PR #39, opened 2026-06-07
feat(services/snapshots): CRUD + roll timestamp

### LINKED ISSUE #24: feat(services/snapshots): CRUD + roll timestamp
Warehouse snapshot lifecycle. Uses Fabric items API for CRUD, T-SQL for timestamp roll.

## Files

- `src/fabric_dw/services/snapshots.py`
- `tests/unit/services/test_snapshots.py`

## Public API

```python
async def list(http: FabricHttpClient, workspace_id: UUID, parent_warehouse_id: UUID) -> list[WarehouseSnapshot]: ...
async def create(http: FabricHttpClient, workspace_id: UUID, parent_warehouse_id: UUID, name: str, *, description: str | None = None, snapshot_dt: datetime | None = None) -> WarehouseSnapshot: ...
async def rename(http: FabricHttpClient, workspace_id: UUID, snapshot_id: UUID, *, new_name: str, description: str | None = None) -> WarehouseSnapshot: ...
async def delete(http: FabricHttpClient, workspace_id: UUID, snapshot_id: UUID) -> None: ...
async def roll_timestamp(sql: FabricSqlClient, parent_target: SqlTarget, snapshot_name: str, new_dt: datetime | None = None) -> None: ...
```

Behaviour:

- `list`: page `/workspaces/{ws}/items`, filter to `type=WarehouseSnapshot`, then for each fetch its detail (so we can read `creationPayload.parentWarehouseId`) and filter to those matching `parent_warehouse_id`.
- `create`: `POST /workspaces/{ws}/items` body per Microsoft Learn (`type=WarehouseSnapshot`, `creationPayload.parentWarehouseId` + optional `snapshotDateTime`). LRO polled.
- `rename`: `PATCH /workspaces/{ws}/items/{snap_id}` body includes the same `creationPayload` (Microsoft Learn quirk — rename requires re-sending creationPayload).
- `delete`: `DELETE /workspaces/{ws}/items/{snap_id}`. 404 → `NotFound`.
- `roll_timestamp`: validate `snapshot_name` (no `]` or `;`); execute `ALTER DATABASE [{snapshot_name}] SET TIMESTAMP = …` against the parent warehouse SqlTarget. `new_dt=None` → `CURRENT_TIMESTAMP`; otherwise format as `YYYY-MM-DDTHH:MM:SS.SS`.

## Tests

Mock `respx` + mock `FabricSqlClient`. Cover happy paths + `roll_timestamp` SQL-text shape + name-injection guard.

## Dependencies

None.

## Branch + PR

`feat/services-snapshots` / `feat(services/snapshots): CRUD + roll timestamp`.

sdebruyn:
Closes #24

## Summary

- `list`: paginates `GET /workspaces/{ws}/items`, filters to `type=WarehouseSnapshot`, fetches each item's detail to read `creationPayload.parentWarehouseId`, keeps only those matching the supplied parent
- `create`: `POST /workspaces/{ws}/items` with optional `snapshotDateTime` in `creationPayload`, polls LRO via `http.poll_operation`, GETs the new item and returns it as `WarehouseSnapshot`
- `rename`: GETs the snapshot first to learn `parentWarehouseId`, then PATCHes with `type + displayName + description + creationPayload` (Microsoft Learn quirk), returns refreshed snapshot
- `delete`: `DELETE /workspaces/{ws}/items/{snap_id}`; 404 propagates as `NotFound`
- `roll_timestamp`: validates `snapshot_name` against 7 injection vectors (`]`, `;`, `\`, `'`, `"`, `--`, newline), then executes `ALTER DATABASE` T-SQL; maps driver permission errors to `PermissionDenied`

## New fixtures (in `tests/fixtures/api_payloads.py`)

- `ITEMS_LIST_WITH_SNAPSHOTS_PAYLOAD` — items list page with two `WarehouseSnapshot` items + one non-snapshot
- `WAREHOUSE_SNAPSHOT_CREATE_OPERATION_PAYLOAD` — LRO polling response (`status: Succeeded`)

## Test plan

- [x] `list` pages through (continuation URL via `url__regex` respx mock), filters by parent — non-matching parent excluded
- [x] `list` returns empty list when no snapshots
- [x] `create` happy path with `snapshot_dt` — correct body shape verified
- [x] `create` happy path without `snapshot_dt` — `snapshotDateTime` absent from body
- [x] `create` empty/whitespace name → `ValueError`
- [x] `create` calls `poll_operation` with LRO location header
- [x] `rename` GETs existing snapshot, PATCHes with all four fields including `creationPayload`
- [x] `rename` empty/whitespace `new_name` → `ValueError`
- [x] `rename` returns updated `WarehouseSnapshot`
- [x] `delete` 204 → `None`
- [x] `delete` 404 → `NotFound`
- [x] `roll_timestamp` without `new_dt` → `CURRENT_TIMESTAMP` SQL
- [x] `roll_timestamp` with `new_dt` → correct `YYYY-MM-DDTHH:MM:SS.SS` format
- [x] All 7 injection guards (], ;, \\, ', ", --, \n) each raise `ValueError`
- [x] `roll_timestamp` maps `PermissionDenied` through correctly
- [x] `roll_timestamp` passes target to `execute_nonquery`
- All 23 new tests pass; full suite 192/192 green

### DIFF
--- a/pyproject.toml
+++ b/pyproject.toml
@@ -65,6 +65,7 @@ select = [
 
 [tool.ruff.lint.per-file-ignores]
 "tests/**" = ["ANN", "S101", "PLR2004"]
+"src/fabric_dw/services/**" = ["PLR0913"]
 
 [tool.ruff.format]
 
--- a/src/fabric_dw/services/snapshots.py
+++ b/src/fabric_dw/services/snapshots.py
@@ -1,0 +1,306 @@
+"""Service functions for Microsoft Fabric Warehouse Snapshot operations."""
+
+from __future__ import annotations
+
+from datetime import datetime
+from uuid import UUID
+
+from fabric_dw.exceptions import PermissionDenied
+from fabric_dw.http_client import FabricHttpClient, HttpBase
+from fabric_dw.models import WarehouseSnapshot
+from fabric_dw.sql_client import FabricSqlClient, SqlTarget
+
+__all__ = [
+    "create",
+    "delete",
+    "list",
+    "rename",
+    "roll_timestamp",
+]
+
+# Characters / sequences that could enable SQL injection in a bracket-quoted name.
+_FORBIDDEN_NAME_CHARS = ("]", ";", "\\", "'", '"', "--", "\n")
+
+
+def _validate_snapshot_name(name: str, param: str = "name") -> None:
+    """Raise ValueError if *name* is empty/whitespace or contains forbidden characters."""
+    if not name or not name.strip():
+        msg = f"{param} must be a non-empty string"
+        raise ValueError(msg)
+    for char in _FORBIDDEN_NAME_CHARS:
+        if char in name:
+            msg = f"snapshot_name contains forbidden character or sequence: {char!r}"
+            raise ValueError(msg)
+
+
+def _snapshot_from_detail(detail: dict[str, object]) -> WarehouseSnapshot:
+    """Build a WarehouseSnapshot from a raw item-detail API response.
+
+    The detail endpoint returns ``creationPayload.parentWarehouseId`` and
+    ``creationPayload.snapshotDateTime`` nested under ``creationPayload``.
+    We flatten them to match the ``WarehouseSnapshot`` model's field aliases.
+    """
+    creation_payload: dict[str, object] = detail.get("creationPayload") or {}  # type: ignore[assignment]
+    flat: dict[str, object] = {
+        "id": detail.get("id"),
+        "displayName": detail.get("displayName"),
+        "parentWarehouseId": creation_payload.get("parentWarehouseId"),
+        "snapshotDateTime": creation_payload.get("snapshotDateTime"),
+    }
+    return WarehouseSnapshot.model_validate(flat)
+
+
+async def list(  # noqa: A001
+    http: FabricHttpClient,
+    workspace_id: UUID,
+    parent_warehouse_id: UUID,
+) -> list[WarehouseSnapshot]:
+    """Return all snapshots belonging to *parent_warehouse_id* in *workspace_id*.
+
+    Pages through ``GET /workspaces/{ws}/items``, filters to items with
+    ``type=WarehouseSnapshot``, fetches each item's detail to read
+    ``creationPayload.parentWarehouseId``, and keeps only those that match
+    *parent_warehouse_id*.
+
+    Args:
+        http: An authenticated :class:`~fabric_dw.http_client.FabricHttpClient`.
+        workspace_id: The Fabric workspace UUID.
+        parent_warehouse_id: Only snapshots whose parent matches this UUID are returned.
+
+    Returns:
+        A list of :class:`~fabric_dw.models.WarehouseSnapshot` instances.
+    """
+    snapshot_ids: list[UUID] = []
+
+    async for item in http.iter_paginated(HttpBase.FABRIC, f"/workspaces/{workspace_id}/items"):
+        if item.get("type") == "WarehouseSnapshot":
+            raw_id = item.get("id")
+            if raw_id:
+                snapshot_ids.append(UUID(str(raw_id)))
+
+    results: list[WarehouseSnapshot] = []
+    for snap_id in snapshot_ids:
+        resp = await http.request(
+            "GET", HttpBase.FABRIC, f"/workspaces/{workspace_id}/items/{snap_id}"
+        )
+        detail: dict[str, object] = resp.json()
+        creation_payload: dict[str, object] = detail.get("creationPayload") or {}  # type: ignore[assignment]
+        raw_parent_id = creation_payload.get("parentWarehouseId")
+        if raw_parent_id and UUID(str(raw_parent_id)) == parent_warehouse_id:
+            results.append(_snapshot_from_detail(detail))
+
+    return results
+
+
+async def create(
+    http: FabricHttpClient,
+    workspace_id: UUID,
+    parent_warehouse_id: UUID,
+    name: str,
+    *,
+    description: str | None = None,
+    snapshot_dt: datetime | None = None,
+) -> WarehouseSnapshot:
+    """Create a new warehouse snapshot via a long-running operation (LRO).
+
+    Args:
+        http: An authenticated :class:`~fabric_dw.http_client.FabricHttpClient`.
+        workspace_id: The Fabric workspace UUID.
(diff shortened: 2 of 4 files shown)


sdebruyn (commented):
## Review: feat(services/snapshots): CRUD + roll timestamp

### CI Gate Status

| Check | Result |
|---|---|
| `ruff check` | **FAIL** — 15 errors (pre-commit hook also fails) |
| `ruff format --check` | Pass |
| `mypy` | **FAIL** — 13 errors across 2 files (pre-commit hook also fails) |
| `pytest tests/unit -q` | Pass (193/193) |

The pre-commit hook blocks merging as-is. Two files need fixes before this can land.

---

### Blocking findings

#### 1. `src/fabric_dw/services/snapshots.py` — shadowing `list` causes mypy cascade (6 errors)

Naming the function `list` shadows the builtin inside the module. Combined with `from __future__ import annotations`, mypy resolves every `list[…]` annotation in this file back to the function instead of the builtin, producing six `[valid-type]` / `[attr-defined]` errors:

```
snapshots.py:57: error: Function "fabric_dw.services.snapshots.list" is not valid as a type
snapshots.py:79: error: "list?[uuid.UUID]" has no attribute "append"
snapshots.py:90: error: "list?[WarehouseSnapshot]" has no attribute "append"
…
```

__HOW TO COMPLETE THIS TASK__
Reproduce, word for word and in full, only the lines above that start at the line with "### Blocking findings" and run through the line with "cascade (6 errors)", both ends included.

__SOLVED EXERCISE__
### Blocking findings

#### 1. `src/fabric_dw/services/snapshots.py` — shadowing `list` causes mypy cascade (6 errors)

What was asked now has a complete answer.